PR #6161, opened 2026-03-15
Use `memcpy` in `uninitialized_meow`

### LINKED ISSUE #6029: `<algorithm>`: std::uninitialized_copy used memmove instead of memcpy
# Describe the bug
std::uninitialized_copy uses memmove instead of memcpy. This is a codegen issue. memcpy is faster as it is an intrinsic.

# Command-line test case
```
C:\Temp>type repro.cpp
#include <iostream>
struct thirtytwo {
    char bytes[32];
};

void f(thirtytwo& target, const thirtytwo& source) {
    std::uninitialized_copy(std::begin(source.bytes), std::end(source.bytes), std::begin(target.bytes));
}
```

# Expected behavior
memcpy

# Additional context
Discussed in MSVC STL discord server in #stl

AlexGuteniev:
Resolves #6029

`memcpy` is the same as `memmove` when it is usual library call.

But intrinsic optimizations are possible for  known size for `memcpy` but not for `memmove`.
These optimizations happen when size is known at compile time (compile time constant or propagated constant), and this size is small enough (the boundary is at about kilobyte order of magnitude).

Uninitialized algorithms require non-overlapped range: See [uninitialized.copy]/1, and the others. It would have been strange to have overlap between initialized memory and uninitialized memory.

There hasn't been `_Copy_memcpy` / `_Copy_memcpy_n`, so I've added them. They might be useful in other places, besides uninitialized algorithms, as some other algorithms have useful non-overlap guarantee, but for now lets focus on uninitialized algorithms.

Benchmark results show overall improvement, although for some larger amount of data that is 800 bytes it flips. Probably the compiler should have its internal threshold to always use the library `memcpy` set to a lower value. For very large amounts where the compiler does emit `memcpy` the results before and after the change do match.

Benchmark                                                 |   Before  |  After   |  Speedup
----------------------------------------------------------|-----------|----------|------------
bm_uninitialized_copy<1, uint8_t, highly_aligned>         |  1.18 ns  | 1.16 ns  |   1.02
bm_uninitialized_copy<5, uint8_t, highly_aligned>         |  1.41 ns  | 1.17 ns  |   1.21
bm_uninitialized_copy<15, uint8_t, highly_aligned>        |  1.63 ns  | 1.42 ns  |   1.15
bm_uninitialized_copy<26, uint8_t, highly_aligned>        |  1.41 ns  | 1.19 ns  |   1.18
bm_uninitialized_copy<32, uint8_t, highly_aligned>        |  1.41 ns  | 1.18 ns  |   1.19
bm_uninitialized_copy<38, uint8_t, highly_aligned>        |  2.32 ns  | 1.40 ns  |   1.66
bm_uninitialized_copy<60, uint8_t, highly_aligned>        |  2.39 ns  | 1.43 ns  |   1.67
bm_uninitialized_copy<64, uint8_t, highly_aligned>        |  2.33 ns  | 1.41 ns  |   1.65
bm_uninitialized_copy<125, uint8_t, highly_aligned>       |  2.33 ns  | 1.91 ns  |   1.22
bm_uninitialized_copy<800, uint8_t, highly_aligned>       |  5.68 ns  | 7.00 ns  |   0.81
bm_uninitialized_copy<3000, uint8_t, highly_aligned>      |  15.0 ns  | 15.1 ns  |   0.99
bm_uninitialized_copy<9000, uint8_t, highly_aligned>      |  41.7 ns  | 41.9 ns  |   1.00
bm_uninitialized_copy<1, uint8_t, not_highly_aligned>     |  1.30 ns  | 1.18 ns  |   1.10
bm_uninitialized_copy<5, uint8_t, not_highly_aligned>     |  1.41 ns  | 1.18 ns  |   1.19
bm_uninitialized_copy<15, uint8_t, not_highly_aligned>    |  1.66 ns  | 1.40 ns  |   1.19
bm_uninitialized_copy<26, uint8_t, not_highly_aligned>    |  1.40 ns  | 1.16 ns  |   1.21
bm_uninitialized_copy<32, uint8_t, not_highly_aligned>    |  1.39 ns  | 1.17 ns  |   1.19
bm_uninitialized_copy<38, uint8_t, not_highly_aligned>    |  2.31 ns  | 1.42 ns  |   1.63
bm_uninitialized_copy<60, uint8_t, not_highly_aligned>    |  2.35 ns  | 1.88 ns  |   1.25
bm_uninitialized_copy<64, uint8_t, not_highly_aligned>    |  2.32 ns  | 1.87 ns  |   1.24
bm_uninitialized_copy<125, uint8_t, not_highly_aligned>   |  2.82 ns  | 2.85 ns  |   0.99
bm_uninitialized_copy<800, uint8_t, not_highly_aligned>   |  5.57 ns  | 12.4 ns  |   0.45
bm_uninitialized_copy<3000, uint8_t, not_highly_aligned>  |  15.0 ns  | 15.3 ns  |   0.98
bm_uninitialized_copy<9000, uint8_t, not_highly_aligned>  |  42.4 ns  | 42.6 ns  |   1.00

### DIFF
--- a/benchmarks/src/uninitialized_copy.cpp
+++ b/benchmarks/src/uninitialized_copy.cpp
@@ -1,11 +1,11 @@
 // Copyright (c) Microsoft Corporation.
 // SPDX-License-Identifier: Apache-2.0 WITH LLVM-exception
 
-#include <algorithm>
 #include <benchmark/benchmark.h>
 #include <cstddef>
 #include <cstdint>
-#include <vector>
+#include <cstring>
+#include <memory>
 
 #include "skewed_allocator.hpp"
 


benchmarks/CMakeLists.txt
```diff
@@ -141,6 +141,7 @@ add_benchmark(std_copy src/std_copy.cpp)
 add_benchmark(sv_equal src/sv_equal.cpp)
 add_benchmark(swap_ranges src/swap_ranges.cpp)
 add_benchmark(unique src/unique.cpp)
+add_benchmark(uninitialized_copy src/uninitialized_copy.cpp)
```
StephanTLavavej: Should be sorted.

stl/inc/xutility
```diff
@@ -4981,6 +4981,47 @@ _CONSTEXPR20 void _Verify_ranges_do_not_overlap(const _Iter1& _First1, const _Se
...
 }
 
+template <class _OutCtgIt>
+_OutCtgIt _Copy_memcpy_tail(
+    const char* const _First_ch, const _OutCtgIt _Dest, const size_t _Byte_count, const size_t _Object_count) {
+    _STL_INTERNAL_CHECK(_Byte_count == _Object_count * sizeof(*_Dest));
+    // (pre-verified contiguous iterator)
+    const auto _Dest_ptr = _STD _To_address(_Dest);
+    const auto _Dest_ch  = const_cast<char*>(reinterpret_cast<const volatile char*>(_Dest_ptr));
+    _CSTD memcpy(_Dest_ch, _First_ch, _Byte_count);
```
StephanTLavavej: Suggestion: This is pretty verbose and the code is *exactly* identical except for the `memcpy` vs. `memmove` call, so unifying their implementations would be worth it.

benchmarks/src/uninitialized_copy.cpp
```diff
@@ -0,0 +1,56 @@
...
+
+#include "skewed_allocator.hpp"
+
+using namespace std;
+
+template <size_t N, class T, template <class> class Padder>
+void bm_uninitialized_copy(benchmark::State& state) {
+    Padder<T[N]> padded_a;
+    auto a = &padded_a.value[0];
+    memset(a, 'a', sizeof(T) * N);
```
StephanTLavavej, line 18: Need `<cstring>` for `memset`.

benchmarks/src/uninitialized_copy.cpp
```diff
@@ -0,0 +1,56 @@
+// Copyright (c) Microsoft Corporation.
+// SPDX-License-Identifier: Apache-2.0 WITH LLVM-exception
+
+#include <algorithm>
+#include <benchmark/benchmark.h>
+#include <cstddef>
+#include <cstdint>
+#include <vector>
```
StephanTLavavej: `<vector>` is unused.

benchmarks/src/uninitialized_copy.cpp
```diff
@@ -0,0 +1,56 @@
+// Copyright (c) Microsoft Corporation.
+// SPDX-License-Identifier: Apache-2.0 WITH LLVM-exception
+
+#include <algorithm>
```
StephanTLavavej: Need `<memory>`, not `<algorithm>`, for `uninitialized_copy`.

StephanTLavavej:

StephanTLavavej:
:smile_cat: :cat2: :black_cat:
===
____
- Problem to solve -
Find the word "would" in the entries. Copy each line that holds it.

- The completed task -
Uninitialized algorithms require non-overlapped range: See [uninitialized.copy]/1, and the others. It would have been strange to have overlap between initialized memory and uninitialized memory.
StephanTLavavej: Suggestion: This is pretty verbose and the code is *exactly* identical except for the `memcpy` vs. `memmove` call, so unifying their implementations would be worth it.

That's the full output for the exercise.